■ Task directions
The data below should be copied over with complete accuracy.

[Stored entries]
-----

PR #9569, opened 2022-01-27
Add 30 second wait timeout in mysql stop for cluster Teardown

GuptaManan100:
## Description

The 5 minute timeout seen in #9507 is also affecting the Teardown method of the cluster. The same fix has been applied to this function to reduce the CI flakiness.

## Checklist

### DIFF
--- a/go/test/endtoend/cluster/cluster_process.go
+++ b/go/test/endtoend/cluster/cluster_process.go
@@ -28,6 +28,7 @@ import (
 	"path"
 	"regexp"
 	"strconv"
+	"strings"
 	"sync"
 	"syscall"
 	"time"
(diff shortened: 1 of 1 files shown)


go/test/endtoend/cluster/cluster_process.go
```diff
@@ -774,6 +777,49 @@ func (cluster *LocalProcessCluster) Teardown() {
...
+				log.Errorf("Error in mysqlctl teardown wait: %v", err)
+				break
+			}
+			pidFile := path.Join(os.Getenv("VTDATAROOT"), fmt.Sprintf("/vt_%010d/mysql.pid", tabletUID))
+			pidBytes, err := os.ReadFile(pidFile)
+			if err != nil {
+				// We can't read the file which means the PID file does not exist
+				// The server must have stopped
+				return
+			}
```
frouioui, line 808: It's maybe not super important, but it would be nice to log something here if we are unable to read the file. At least log the file path and the error

frouioui (approved):
Looks good to me!

go/test/endtoend/cluster/cluster_process.go
GuptaManan100: We don't need that error, since it only errors out when the file doesn't exist and that is a valid scenario. Let's say that mysql shuts down after we have run out of 30 seconds and the pid file disappears. In this case we don't want to log any errors.

PR #9572, opened 2022-01-27
vtctl ApplySchema: introduce -migration_context flag, synonym to -request_context

shlomi-noach:
## Description

Today, `vtctl ApplySchema` accepts a `-request_context` flag. We really call it the migration context. In `SHOW VITESS_MIGRATIONS ...` output it shows as `migration_context`.

So in this PR, `vtctl ApplySchema` now supports a `-migration_context` flag. The two are synonymous so this change is backwards compatible.

Also, we've renamed all variables/fields internally from `requestContext` to `migrationContext` and from `RequestContext` to `MigrationContext`. Thankfully none of these were in any way exported to JSON or to database by implicit name; we always aliased them properly, so this code change has no effect on existing data, and an upgrade shouldn't break anything.

## Related Issue(s)

- Tracking: #6926 

## Checklist


deepthi (approved):
Is there a plan to phase out `-request_context`?

shlomi-noach:
> Is there a plan to phase out -request_context?

Good question. I didn't make a plan. We can phase it out at leisure, the variable isn't really any burden, just a couple extra lines of code.

PR #9575, opened 2022-01-28
examples: how to use mysql80 images with operator

deepthi:
## Description

More detailed example of how to use mysql80 images

## Related Issue(s)

None

## Checklist


frouioui (approved):
That's a good adopter experience improvement! Thanks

-----

■ Exercise result
PR #9569, opened 2022-01-27
Add 30 second wait timeout in mysql stop for cluster Teardown

GuptaManan100:
## Description

The 5 minute timeout seen in #9507 is also affecting the Teardown method of the cluster. The same fix has been applied to this function to reduce the CI flakiness.

## Checklist

### DIFF
--- a/go/test/endtoend/cluster/cluster_process.go
+++ b/go/test/endtoend/cluster/cluster_process.go
@@ -28,6 +28,7 @@ import (
 	"path"
 	"regexp"
 	"strconv"
+	"strings"
 	"sync"
 	"syscall"
 	"time"
(diff shortened: 1 of 1 files shown)


go/test/endtoend/cluster/cluster_process.go
```diff
@@ -774,6 +777,49 @@ func (cluster *LocalProcessCluster) Teardown() {
...
+				log.Errorf("Error in mysqlctl teardown wait: %v", err)
+				break
+			}
+			pidFile := path.Join(os.Getenv("VTDATAROOT"), fmt.Sprintf("/vt_%010d/mysql.pid", tabletUID))
+			pidBytes, err := os.ReadFile(pidFile)
+			if err != nil {
+				// We can't read the file which means the PID file does not exist
+				// The server must have stopped
+				return
+			}
```
frouioui, line 808: It's maybe not super important, but it would be nice to log something here if we are unable to read the file. At least log the file path and the error

frouioui (approved):
Looks good to me!

go/test/endtoend/cluster/cluster_process.go
GuptaManan100: We don't need that error, since it only errors out when the file doesn't exist and that is a valid scenario. Let's say that mysql shuts down after we have run out of 30 seconds and the pid file disappears. In this case we don't want to log any errors.

PR #9572, opened 2022-01-27
vtctl ApplySchema: introduce -migration_context flag, synonym to -request_context

shlomi-noach:
## Description

Today, `vtctl ApplySchema` accepts a `-request_context` flag. We really call it the migration context. In `SHOW VITESS_MIGRATIONS ...` output it shows as `migration_context`.

So in this PR, `vtctl ApplySchema` now supports a `-migration_context` flag. The two are synonymous so this change is backwards compatible.

Also, we've renamed all variables/fields internally from `requestContext` to `migrationContext` and from `RequestContext` to `MigrationContext`. Thankfully none of these were in any way exported to JSON or to database by implicit name; we always aliased them properly, so this code change has no effect on existing data, and an upgrade shouldn't break anything.

## Related Issue(s)

- Tracking: #6926 

## Checklist


deepthi (approved):
Is there a plan to phase out `-request_context`?

shlomi-noach:
> Is there a plan to phase out -request_context?

Good question. I didn't make a plan. We can phase it out at leisure, the variable isn't really any burden, just a couple extra lines of code.

PR #9575, opened 2022-01-28
examples: how to use mysql80 images with operator

deepthi:
## Description

More detailed example of how to use mysql80 images

## Related Issue(s)

None

## Checklist


frouioui (approved):
That's a good adopter experience improvement! Thanks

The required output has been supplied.